PR #4814, opened 2024-08-08
Fix null document in DLQ object

kkondaka:
### Description
When failures happen in opensearch sink and the documents are sent to DLQ, in some cases, the document is null. This change fixes that issue. There is a bug in the code where the document is set to null when the operation is UPDATE/UPSERT/DELETE
 
### Check List


oeyh (approved):
Thanks for fixing this! 
Were you able to verify the fix or should we add a test case for this?

graytaylor0 (approved):

data-prepper-plugins/opensearch/src/main/java/org/opensearch/dataprepper/plugins/sink/opensearch/OpenSearchSink.java
```diff
@@ -448,9 +448,9 @@ public void doOutput(final Collection<Record<Event>> records) {
...
 
       SerializedJson serializedJsonNode = null;
-      if (StringUtils.equals(action, OpenSearchBulkActions.UPDATE.toString()) ||
-          StringUtils.equals(action, OpenSearchBulkActions.UPSERT.toString()) ||
-          StringUtils.equals(action, OpenSearchBulkActions.DELETE.toString())) {
+      if (StringUtils.equals(eventAction, OpenSearchBulkActions.UPDATE.toString()) ||
+          StringUtils.equals(eventAction, OpenSearchBulkActions.UPSERT.toString()) ||
+          StringUtils.equals(eventAction, OpenSearchBulkActions.DELETE.toString())) {
             serializedJsonNode = SerializedJson.fromJsonNode(event.getJsonNode(), document);
       }
```
dinujoh, line 455: We should handle the else condition so that the null document issue doesn't occur again.

kkondaka: Do we really need else? The variable is initialized to `null` because that's what we want in case of else. This `serializedJsonNode` is used in `BulkOperationWrapper` as follows
```
public Object getDocument() {                                                                                                         
        if (bulkOperation.isUpdate() || bulkOperation.isDelete()) {                                                                       
            return jsonNode;                                                                                                              
        }                                                                                                                                 
        return getValueFromConverter(BULK_OPERATION_TO_DOCUMENT_CONVERTERS);                                                              
    }      

```

PR #4943, opened 2024-09-12
Reproduce issue where a join expression doesn't work over array creat…

miguel-vila:
…ed in the middle of add_entries

### Description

-*-

** Try it **
In full and word for word, restate the data.

** Reply to the task **
PR #4814, opened 2024-08-08
Fix null document in DLQ object

kkondaka:
### Description
When failures happen in opensearch sink and the documents are sent to DLQ, in some cases, the document is null. This change fixes that issue. There is a bug in the code where the document is set to null when the operation is UPDATE/UPSERT/DELETE
 
### Check List


oeyh (approved):
Thanks for fixing this! 
Were you able to verify the fix or should we add a test case for this?

graytaylor0 (approved):

data-prepper-plugins/opensearch/src/main/java/org/opensearch/dataprepper/plugins/sink/opensearch/OpenSearchSink.java
```diff
@@ -448,9 +448,9 @@ public void doOutput(final Collection<Record<Event>> records) {
...
 
       SerializedJson serializedJsonNode = null;
-      if (StringUtils.equals(action, OpenSearchBulkActions.UPDATE.toString()) ||
-          StringUtils.equals(action, OpenSearchBulkActions.UPSERT.toString()) ||
-          StringUtils.equals(action, OpenSearchBulkActions.DELETE.toString())) {
+      if (StringUtils.equals(eventAction, OpenSearchBulkActions.UPDATE.toString()) ||
+          StringUtils.equals(eventAction, OpenSearchBulkActions.UPSERT.toString()) ||
+          StringUtils.equals(eventAction, OpenSearchBulkActions.DELETE.toString())) {
             serializedJsonNode = SerializedJson.fromJsonNode(event.getJsonNode(), document);
       }
```
dinujoh, line 455: We should handle the else condition so that the null document issue doesn't occur again.

kkondaka: Do we really need else? The variable is initialized to `null` because that's what we want in case of else. This `serializedJsonNode` is used in `BulkOperationWrapper` as follows
```
public Object getDocument() {                                                                                                         
        if (bulkOperation.isUpdate() || bulkOperation.isDelete()) {                                                                       
            return jsonNode;                                                                                                              
        }                                                                                                                                 
        return getValueFromConverter(BULK_OPERATION_TO_DOCUMENT_CONVERTERS);                                                              
    }      

```

PR #4943, opened 2024-09-12
Reproduce issue where a join expression doesn't work over array creat…

miguel-vila:
…ed in the middle of add_entries

### Description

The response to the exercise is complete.